» **WHAT NEEDS TO BE DONE**
Would you please copy every line from the records that contains the word "built"?

[Opening DATA section]

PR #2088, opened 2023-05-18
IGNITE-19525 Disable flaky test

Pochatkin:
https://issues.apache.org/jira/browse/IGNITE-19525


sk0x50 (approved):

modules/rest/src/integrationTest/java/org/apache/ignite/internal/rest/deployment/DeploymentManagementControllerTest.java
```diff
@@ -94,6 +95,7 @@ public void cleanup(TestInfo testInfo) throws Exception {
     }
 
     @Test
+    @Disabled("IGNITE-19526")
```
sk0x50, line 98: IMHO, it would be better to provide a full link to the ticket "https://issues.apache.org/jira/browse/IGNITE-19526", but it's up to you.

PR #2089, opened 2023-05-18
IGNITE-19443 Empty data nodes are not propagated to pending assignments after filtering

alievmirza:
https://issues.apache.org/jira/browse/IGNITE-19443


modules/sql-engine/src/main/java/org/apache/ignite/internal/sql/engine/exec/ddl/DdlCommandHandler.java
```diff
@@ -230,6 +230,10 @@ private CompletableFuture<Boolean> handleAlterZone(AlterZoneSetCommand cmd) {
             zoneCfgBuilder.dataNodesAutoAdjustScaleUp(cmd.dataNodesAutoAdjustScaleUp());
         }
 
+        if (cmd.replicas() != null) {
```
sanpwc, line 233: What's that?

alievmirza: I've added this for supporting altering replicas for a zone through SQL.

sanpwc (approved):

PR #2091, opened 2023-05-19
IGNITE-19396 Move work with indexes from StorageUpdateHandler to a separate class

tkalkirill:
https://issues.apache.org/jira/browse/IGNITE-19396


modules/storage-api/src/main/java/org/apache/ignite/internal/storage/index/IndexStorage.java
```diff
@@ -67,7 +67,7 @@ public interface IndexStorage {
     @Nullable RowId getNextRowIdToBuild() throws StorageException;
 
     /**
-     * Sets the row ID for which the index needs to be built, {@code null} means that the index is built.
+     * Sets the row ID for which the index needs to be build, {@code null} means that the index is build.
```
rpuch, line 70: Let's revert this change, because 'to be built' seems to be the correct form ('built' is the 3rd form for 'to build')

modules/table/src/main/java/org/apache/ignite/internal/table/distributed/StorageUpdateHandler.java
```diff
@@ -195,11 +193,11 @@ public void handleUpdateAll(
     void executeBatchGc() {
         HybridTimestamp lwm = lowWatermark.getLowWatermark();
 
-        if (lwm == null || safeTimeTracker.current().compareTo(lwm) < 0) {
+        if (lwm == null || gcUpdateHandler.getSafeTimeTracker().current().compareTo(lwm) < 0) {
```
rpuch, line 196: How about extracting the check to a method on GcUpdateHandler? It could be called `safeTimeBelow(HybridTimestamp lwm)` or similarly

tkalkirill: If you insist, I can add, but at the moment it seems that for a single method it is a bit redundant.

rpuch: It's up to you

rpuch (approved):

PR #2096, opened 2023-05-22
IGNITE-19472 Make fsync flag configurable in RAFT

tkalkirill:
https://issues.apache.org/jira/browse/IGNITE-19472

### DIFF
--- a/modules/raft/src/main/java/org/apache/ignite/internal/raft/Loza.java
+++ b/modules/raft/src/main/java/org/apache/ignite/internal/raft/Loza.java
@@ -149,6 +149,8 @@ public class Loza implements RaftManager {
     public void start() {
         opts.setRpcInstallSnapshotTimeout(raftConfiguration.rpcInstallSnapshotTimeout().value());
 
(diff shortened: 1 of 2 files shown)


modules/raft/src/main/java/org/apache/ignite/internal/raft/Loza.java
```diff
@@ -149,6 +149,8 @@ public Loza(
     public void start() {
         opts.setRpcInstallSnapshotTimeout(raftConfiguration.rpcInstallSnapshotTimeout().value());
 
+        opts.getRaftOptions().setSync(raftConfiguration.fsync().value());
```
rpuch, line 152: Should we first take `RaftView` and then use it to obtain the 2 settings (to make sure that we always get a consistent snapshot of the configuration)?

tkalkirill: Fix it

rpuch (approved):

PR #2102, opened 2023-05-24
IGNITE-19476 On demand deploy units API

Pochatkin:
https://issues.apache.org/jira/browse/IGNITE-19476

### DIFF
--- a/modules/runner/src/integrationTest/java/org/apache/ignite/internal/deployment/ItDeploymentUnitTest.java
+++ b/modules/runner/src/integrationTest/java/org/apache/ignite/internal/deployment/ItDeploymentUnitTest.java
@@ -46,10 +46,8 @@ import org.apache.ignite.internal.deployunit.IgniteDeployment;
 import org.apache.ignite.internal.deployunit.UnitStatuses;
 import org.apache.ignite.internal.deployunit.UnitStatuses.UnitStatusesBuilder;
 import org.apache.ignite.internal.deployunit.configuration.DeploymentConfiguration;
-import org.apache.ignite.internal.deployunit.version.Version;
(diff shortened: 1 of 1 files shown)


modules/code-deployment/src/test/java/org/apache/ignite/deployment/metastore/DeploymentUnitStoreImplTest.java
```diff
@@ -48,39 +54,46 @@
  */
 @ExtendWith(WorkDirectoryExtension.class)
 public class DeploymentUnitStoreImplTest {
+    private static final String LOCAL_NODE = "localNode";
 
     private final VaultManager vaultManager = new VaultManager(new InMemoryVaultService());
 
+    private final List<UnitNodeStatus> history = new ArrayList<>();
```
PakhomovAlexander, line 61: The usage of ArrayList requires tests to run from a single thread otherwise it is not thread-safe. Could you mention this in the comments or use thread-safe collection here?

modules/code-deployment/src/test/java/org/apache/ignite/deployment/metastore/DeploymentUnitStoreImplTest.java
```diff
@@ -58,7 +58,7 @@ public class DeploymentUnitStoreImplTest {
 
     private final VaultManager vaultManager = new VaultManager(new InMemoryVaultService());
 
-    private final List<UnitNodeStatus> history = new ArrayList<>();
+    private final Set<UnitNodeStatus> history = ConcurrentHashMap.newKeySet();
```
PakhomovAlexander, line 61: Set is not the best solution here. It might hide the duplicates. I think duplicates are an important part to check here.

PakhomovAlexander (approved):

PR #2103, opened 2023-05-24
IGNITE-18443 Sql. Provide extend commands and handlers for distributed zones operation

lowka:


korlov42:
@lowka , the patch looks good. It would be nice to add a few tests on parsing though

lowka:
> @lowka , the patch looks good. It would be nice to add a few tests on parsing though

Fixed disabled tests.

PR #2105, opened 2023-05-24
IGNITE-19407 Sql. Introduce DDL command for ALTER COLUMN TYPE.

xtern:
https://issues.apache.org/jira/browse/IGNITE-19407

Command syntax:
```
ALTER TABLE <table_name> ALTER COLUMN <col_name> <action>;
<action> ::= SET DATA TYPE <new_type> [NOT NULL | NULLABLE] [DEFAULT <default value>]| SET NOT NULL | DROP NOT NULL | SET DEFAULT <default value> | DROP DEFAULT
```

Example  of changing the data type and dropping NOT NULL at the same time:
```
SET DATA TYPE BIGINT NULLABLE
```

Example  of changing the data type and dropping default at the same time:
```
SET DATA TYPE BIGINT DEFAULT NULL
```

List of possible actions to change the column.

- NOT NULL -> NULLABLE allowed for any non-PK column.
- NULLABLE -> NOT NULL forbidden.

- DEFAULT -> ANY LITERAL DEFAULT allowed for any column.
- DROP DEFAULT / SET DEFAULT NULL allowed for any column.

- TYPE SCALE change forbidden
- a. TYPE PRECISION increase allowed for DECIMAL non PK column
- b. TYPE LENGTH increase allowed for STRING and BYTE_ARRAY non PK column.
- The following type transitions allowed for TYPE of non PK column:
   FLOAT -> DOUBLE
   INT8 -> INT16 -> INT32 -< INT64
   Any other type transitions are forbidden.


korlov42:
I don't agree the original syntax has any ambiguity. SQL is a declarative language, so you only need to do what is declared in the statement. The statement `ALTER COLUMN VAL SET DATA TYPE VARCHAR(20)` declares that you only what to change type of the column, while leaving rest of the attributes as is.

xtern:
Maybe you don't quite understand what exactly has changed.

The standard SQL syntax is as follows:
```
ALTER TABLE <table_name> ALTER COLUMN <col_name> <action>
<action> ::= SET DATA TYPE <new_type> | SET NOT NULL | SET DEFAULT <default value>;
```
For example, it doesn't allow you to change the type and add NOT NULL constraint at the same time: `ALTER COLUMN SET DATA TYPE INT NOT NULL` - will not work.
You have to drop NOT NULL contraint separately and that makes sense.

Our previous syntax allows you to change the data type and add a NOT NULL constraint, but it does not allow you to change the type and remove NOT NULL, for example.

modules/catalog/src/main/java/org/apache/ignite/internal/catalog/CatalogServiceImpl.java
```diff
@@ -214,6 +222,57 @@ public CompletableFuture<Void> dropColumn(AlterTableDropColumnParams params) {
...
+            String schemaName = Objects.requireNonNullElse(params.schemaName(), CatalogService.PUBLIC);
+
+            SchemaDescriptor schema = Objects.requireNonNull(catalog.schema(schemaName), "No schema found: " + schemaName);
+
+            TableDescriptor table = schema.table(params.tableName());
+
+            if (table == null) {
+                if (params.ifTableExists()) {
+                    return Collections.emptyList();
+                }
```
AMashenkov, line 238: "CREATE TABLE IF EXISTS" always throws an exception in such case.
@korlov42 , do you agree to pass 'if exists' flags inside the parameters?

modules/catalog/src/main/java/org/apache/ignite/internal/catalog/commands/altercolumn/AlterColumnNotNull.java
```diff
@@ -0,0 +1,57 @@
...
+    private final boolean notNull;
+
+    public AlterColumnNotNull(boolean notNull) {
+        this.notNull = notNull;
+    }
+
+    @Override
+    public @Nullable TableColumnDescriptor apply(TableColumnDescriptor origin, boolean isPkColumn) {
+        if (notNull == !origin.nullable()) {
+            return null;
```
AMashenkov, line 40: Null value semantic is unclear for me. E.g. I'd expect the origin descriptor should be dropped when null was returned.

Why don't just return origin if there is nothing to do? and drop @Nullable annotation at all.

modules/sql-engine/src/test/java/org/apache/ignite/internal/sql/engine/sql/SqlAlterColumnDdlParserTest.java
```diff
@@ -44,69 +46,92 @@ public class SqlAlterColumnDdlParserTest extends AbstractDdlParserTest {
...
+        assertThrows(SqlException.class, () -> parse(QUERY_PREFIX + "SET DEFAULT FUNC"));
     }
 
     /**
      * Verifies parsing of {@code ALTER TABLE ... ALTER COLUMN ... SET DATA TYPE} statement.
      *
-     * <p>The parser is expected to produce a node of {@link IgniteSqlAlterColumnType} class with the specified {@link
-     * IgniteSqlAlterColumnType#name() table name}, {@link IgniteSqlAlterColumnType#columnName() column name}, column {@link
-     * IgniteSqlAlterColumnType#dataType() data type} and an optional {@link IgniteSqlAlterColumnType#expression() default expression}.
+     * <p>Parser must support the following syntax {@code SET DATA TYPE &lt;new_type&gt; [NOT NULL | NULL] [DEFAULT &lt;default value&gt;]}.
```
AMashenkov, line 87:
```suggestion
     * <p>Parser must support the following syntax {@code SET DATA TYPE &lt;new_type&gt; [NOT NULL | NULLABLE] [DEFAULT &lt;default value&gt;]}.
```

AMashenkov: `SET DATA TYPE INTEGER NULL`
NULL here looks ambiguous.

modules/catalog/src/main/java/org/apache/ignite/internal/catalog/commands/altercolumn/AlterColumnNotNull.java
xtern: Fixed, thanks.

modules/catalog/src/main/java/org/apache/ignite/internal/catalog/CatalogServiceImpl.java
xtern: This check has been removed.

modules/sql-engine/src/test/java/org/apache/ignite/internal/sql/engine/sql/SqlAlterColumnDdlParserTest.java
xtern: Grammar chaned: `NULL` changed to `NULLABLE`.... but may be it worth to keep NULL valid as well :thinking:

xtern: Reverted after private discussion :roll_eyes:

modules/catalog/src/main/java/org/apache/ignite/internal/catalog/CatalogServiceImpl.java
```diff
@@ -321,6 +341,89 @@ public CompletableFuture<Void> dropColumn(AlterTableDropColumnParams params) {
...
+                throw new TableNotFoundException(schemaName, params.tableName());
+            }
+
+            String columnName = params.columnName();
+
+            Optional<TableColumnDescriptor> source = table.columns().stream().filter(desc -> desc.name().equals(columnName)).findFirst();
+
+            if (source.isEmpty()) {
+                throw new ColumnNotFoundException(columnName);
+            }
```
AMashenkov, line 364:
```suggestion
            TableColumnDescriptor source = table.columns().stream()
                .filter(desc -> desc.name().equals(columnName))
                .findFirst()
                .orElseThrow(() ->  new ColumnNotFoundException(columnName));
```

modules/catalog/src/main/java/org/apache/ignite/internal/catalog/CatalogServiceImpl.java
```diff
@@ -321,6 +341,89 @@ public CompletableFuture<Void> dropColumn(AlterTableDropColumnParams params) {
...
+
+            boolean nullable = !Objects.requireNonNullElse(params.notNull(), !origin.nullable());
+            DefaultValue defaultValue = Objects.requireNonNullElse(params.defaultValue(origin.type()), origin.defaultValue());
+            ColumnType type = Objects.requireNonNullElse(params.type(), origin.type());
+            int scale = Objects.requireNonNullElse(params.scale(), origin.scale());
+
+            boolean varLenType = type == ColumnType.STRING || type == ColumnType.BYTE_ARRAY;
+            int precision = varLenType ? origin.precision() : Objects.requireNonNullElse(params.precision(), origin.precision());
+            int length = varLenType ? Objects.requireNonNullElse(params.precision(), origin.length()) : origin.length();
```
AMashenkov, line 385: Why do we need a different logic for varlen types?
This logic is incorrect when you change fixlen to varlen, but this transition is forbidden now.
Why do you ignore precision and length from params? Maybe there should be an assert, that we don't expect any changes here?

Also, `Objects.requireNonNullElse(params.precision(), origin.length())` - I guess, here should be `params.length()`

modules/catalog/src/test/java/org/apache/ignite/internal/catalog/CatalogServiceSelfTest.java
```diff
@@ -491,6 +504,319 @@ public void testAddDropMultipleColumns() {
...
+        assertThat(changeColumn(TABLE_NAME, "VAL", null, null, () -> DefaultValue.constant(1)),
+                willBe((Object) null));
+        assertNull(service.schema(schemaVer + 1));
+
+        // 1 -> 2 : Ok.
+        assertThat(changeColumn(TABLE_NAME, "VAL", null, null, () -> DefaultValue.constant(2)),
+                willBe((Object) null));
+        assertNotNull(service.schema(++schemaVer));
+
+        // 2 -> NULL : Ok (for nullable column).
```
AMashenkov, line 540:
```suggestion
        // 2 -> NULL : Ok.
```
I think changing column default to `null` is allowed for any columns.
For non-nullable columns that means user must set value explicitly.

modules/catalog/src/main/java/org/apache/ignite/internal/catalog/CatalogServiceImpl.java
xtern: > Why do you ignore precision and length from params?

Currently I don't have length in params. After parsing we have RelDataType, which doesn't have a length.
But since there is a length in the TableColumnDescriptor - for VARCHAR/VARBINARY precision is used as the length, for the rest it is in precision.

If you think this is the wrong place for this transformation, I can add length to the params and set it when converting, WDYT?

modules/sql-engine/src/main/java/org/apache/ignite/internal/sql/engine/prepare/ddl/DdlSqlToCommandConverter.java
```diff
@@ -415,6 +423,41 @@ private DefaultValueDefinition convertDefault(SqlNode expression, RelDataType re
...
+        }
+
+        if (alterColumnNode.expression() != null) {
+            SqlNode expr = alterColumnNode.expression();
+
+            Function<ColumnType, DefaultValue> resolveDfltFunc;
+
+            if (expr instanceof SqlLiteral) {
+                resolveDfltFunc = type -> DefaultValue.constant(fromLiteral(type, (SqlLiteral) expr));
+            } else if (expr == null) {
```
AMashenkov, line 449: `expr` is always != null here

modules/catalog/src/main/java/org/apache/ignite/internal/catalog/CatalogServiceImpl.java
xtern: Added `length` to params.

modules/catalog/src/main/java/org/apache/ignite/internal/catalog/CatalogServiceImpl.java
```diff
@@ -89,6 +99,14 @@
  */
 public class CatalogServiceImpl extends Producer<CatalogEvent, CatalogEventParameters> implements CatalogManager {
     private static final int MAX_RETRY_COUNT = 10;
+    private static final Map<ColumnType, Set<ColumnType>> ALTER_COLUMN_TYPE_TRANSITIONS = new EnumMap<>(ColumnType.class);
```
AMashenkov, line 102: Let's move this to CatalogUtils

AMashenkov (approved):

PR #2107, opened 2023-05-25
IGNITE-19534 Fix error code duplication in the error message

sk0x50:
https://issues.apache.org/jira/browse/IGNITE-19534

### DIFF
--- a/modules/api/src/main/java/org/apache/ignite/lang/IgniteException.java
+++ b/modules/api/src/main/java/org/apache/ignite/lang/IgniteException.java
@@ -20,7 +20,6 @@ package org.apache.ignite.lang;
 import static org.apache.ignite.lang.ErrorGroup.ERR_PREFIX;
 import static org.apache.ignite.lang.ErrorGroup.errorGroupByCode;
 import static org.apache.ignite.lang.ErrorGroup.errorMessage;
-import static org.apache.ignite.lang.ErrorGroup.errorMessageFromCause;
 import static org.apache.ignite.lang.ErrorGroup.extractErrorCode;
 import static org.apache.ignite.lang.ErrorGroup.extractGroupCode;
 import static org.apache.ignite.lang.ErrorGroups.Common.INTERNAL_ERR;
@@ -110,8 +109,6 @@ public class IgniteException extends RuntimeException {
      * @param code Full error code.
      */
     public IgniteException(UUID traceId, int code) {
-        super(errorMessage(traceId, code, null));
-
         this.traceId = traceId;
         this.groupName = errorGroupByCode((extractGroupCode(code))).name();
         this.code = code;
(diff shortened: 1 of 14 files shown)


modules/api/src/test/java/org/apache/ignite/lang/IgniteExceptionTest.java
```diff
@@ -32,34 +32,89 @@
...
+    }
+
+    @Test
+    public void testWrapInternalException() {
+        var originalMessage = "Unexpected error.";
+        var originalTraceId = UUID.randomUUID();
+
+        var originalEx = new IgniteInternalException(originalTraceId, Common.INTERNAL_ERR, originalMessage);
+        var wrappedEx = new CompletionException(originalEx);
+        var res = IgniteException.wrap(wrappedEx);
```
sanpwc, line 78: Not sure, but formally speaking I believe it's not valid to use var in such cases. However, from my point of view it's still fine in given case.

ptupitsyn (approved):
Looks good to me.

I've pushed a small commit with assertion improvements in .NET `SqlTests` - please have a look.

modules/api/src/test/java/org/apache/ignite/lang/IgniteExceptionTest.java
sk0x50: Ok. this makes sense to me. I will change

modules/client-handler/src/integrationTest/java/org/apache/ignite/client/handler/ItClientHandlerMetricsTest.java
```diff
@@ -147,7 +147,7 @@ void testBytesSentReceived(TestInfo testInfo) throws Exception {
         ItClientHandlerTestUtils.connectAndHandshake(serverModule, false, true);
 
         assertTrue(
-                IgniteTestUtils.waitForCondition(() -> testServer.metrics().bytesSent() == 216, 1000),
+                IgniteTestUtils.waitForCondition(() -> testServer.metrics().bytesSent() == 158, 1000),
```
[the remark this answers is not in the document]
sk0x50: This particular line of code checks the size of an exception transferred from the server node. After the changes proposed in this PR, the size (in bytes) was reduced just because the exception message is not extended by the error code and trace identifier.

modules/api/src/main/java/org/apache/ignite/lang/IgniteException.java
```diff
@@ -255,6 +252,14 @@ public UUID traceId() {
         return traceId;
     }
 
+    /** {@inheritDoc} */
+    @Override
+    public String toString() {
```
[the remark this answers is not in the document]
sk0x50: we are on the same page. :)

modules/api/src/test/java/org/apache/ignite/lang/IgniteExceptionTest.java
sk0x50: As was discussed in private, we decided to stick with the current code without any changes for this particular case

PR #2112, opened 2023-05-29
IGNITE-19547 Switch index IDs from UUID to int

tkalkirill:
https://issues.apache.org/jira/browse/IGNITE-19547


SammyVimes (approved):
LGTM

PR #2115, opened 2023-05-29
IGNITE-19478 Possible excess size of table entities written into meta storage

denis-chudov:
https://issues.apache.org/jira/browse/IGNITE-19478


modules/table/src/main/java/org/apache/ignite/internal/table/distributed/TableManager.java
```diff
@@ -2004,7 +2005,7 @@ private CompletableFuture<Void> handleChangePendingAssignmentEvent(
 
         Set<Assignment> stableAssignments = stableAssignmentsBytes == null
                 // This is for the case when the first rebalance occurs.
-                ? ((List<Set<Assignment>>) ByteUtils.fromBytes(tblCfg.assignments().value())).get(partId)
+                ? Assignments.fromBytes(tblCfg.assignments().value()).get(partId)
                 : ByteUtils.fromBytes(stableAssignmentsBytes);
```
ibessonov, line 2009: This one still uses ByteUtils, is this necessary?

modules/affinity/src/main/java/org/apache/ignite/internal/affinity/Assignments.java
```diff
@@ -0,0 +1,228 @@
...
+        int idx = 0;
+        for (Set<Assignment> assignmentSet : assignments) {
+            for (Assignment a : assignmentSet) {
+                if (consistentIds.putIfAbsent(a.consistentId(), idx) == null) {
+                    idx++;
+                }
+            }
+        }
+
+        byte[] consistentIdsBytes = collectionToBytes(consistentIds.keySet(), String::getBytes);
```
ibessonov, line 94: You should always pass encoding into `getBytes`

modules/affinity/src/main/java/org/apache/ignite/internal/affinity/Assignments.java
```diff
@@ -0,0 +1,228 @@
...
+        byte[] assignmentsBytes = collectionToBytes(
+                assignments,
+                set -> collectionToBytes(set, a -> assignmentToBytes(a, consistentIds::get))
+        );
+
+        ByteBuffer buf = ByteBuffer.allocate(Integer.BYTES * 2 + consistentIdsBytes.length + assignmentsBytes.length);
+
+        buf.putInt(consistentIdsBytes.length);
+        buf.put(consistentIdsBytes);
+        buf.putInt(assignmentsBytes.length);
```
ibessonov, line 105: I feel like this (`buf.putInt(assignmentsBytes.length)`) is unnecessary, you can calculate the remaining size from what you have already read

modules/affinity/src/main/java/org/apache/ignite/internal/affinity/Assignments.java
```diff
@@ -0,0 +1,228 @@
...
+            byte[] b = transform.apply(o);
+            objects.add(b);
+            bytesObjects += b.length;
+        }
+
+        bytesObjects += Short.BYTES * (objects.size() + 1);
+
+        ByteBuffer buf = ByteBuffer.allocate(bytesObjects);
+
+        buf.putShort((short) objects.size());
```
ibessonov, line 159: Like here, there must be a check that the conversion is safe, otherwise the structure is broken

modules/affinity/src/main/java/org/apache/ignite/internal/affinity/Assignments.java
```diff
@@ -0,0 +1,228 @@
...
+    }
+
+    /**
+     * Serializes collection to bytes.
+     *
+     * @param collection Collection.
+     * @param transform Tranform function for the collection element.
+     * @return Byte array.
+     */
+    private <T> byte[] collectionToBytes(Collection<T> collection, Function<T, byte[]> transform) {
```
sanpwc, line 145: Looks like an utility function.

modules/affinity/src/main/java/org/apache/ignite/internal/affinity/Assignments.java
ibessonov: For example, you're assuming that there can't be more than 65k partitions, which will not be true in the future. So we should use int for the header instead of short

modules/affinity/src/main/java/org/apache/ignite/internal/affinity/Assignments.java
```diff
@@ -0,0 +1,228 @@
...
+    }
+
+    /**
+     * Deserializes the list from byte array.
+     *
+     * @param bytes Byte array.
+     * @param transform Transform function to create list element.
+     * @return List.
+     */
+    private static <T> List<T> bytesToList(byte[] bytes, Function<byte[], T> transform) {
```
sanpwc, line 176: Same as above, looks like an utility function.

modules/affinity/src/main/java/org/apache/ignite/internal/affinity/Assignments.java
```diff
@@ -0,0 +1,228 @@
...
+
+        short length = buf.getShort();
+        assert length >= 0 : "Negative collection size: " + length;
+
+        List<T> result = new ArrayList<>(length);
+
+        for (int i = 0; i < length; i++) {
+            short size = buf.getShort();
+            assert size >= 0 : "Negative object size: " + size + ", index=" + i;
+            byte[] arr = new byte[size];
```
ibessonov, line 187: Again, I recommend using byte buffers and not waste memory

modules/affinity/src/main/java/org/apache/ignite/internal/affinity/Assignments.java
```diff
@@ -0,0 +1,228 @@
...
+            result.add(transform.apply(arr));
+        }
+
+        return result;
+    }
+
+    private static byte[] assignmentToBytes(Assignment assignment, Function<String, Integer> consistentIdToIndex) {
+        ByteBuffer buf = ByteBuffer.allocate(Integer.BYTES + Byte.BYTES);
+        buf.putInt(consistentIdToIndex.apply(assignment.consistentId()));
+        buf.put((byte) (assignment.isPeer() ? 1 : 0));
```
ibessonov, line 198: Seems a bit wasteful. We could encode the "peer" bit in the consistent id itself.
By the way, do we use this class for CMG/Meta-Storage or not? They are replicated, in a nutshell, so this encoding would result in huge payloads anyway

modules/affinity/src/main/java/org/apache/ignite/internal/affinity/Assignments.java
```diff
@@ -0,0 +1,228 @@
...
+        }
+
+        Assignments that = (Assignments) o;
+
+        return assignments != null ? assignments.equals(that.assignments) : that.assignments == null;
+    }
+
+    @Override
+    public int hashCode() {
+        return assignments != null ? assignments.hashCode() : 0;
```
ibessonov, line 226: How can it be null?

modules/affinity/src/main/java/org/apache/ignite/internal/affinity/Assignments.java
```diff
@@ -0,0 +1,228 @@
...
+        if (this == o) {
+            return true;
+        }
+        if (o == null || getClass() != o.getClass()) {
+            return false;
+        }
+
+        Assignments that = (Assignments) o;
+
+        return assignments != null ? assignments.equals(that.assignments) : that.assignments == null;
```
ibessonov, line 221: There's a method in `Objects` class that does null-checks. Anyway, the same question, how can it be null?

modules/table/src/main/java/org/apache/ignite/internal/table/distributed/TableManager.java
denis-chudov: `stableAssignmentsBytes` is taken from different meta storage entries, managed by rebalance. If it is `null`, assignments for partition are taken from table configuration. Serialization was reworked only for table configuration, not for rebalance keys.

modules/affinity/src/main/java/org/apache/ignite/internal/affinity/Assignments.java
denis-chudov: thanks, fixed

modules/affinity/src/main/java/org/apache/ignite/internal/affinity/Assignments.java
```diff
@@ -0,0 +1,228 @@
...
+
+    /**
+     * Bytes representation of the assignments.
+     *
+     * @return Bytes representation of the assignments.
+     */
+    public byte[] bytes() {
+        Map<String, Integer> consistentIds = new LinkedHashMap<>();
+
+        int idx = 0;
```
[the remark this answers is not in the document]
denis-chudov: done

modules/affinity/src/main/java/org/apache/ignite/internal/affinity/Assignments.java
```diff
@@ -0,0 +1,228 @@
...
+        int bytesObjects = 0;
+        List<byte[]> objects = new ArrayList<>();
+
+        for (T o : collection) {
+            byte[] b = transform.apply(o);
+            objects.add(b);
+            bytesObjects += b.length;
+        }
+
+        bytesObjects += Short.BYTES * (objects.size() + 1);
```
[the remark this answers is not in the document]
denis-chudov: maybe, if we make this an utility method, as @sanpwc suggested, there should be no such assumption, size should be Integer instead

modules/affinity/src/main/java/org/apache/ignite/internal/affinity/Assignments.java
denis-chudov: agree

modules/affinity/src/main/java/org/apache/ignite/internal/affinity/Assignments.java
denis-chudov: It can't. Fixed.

[Closing DATA section]

» **RESULT FOR THIS TASK**
-     * Sets the row ID for which the index needs to be built, {@code null} means that the index is built.
rpuch, line 70: Let's revert this change, because 'to be built' seems to be the correct form ('built' is the 3rd form for 'to build')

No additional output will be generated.